Tate Britain presenta "Turner and Constable: Rivals and Originals"
- 26 nov 2025
- Tempo di lettura: 3 min

Tate Britain presenta una grande retrospettiva dedicata a Joseph Mallord William Turner (1775–1851) e John Constable (1776–1837), due dei più grandi pittori paesaggisti britannici, in occasione del 250° anniversario della loro nascita. La mostra “Turner e Constable: Rivals and Originals” invita il pubblico a confrontarsi con una delle dualità più affascinanti dell’arte britannica, offrendo oltre 190 opere, tra dipinti e studi preparatori, molte delle quali in Gran Bretagna da decenni.
Lungo un percorso ricco e meditato, il visitatore scopre come la natura possa diventare terreno di tensione estetica, ambizione personale e straordinaria innovazione visiva. Turner e Constable non sono soltanto due maestri del paesaggio, ma due modi opposti e complementari di percepire il mondo: due temperamenti che si allontanano e si richiamano, due visioni che illuminano, da prospettive divergenti, la stessa realtà.
Turner domina la scena con la sua luce inquieta, capace di frantumare la forma e dissolvere i contorni in un’atmosfera febbrile. Davanti a opere come Snow Storm – Steam-Boat off a Harbour’s Mouth, il visitatore è travolto da una vertigine che trascina nel cuore della tempesta, dove la violenza degli elementi diventa esperienza interiore, quasi cosmica. In The Fighting Temeraire, la malinconica dissolvenza del veliero sospinto verso lo smantellamento è trasfigurata da un tramonto che diventa rito e metafora. Turner trasforma il reale in visione e il dato storico in emozione luminosa. Opere in prestito eccezionale come The Burning of the Houses of Lords and Commons, mai esposta in Gran Bretagna negli ultimi 60 anni, sottolineano la portata epica della sua arte. I suoi acquerelli preparatori rivelano un metodo intuitivo e immediato, dove l’immagine finale sembra già presente nel primo lampo di colore.
Constable, al contrario, offre un equilibrio nato dall’osservazione attenta e quasi devota. Le sue campagne inglesi non sono scenari idealizzati, ma luoghi vissuti, riconoscibili. Nel celebre The Hay Wain, il carro che attraversa lo Stour restituisce la poesia del quotidiano attraverso una precisione mai pedante, mentre in Salisbury Cathedral from the Meadows la luce racconta e illumina la dimensione morale e spirituale della natura.
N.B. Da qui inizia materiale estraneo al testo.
PR #2056, opened 2015-11-10
WPS work

dnahodil:
This PR is preparation for the GoGoDuck WPS Portal work.

The major changes:
- Rename GoGoDuck code to include 'V1'. This code can be retired after we've migrated all the GN records.
- Renamed some code which is called 'WPS...' but is actually specific for the NetCDF Subset Service.
- Made some WPS code generic to allow reuse.

### DIFF
--- a/grails-app/services/au/org/emii/portal/WpsService.groovy
+++ b/grails-app/services/au/org/emii/portal/WpsService.groovy
@@ -1,16 +1,14 @@
 package au.org.emii.portal
 
-import grails.gsp.PageRenderer
+import groovy.xml.StreamingMarkupBuilder
 import groovyx.net.http.*
 import org.codehaus.groovy.grails.web.mapping.LinkGenerator
 
 import grails.converters.JSON
 
-import static groovyx.net.http.Method.POST
 import static groovyx.net.http.ContentType.XML
 
 import org.ocpsoft.prettytime.PrettyTime
-import org.ocpsoft.prettytime.units.*
 
 class WpsService extends AsyncDownloadService {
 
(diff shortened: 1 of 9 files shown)


grails-app/views/wps/_asyncRequest.xml.gsp
```diff
@@ -13,7 +13,7 @@
             <wps:Reference mimeType="application/octet-stream" xlink:href="http://geoserver/wps" method="POST">
                 <wps:Body>
                     <wps:Execute version="1.0.0" service="WPS">
-                        <ows:Identifier>gs:NetcdfOutput</ows:Identifier>
+                        <ows:Identifier>gs:${jobIdentifier}</ows:Identifier>
```
jkburges: `jobType`?  ID makes it sound like UUID, i.e. an individual instance of a job.

grails-app/services/au/org/emii/portal/WpsService.groovy
```diff
@@ -1,16 +1,14 @@
 package au.org.emii.portal
 
-import grails.gsp.PageRenderer
+import groovy.xml.StreamingMarkupBuilder
```
jkburges: image

grails-app/views/wps/_asyncRequest.xml.gsp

I suoi studi delle nuvole e gli strumenti personali, come la cassetta dei colori e la sedia da disegno, permettono di seguire passo passo il processo creativo: il paesaggio di Constable è un diario aperto, dove ogni dettaglio è osservazione e affetto.
L’esposizione gioca con sapienza sui contrasti tra i due artisti, trasformando la rivalità in un dialogo serrato. Il confronto diretto tra le opere rivela come Turner e Constable si siano osservati, inseguendosi e provocandosi artisticamente. La celebre scena della Royal Academy del 1831, quando Turner aggiunse una sola audace pennellata di rosso al suo Helvoetsluys in risposta all’imponente Opening of Waterloo Bridge di Constable, appare come la perfetta metafora di una competizione fertile: due visioni divergenti che si riconoscono e si sfidano, spingendosi reciprocamente verso nuovi territori.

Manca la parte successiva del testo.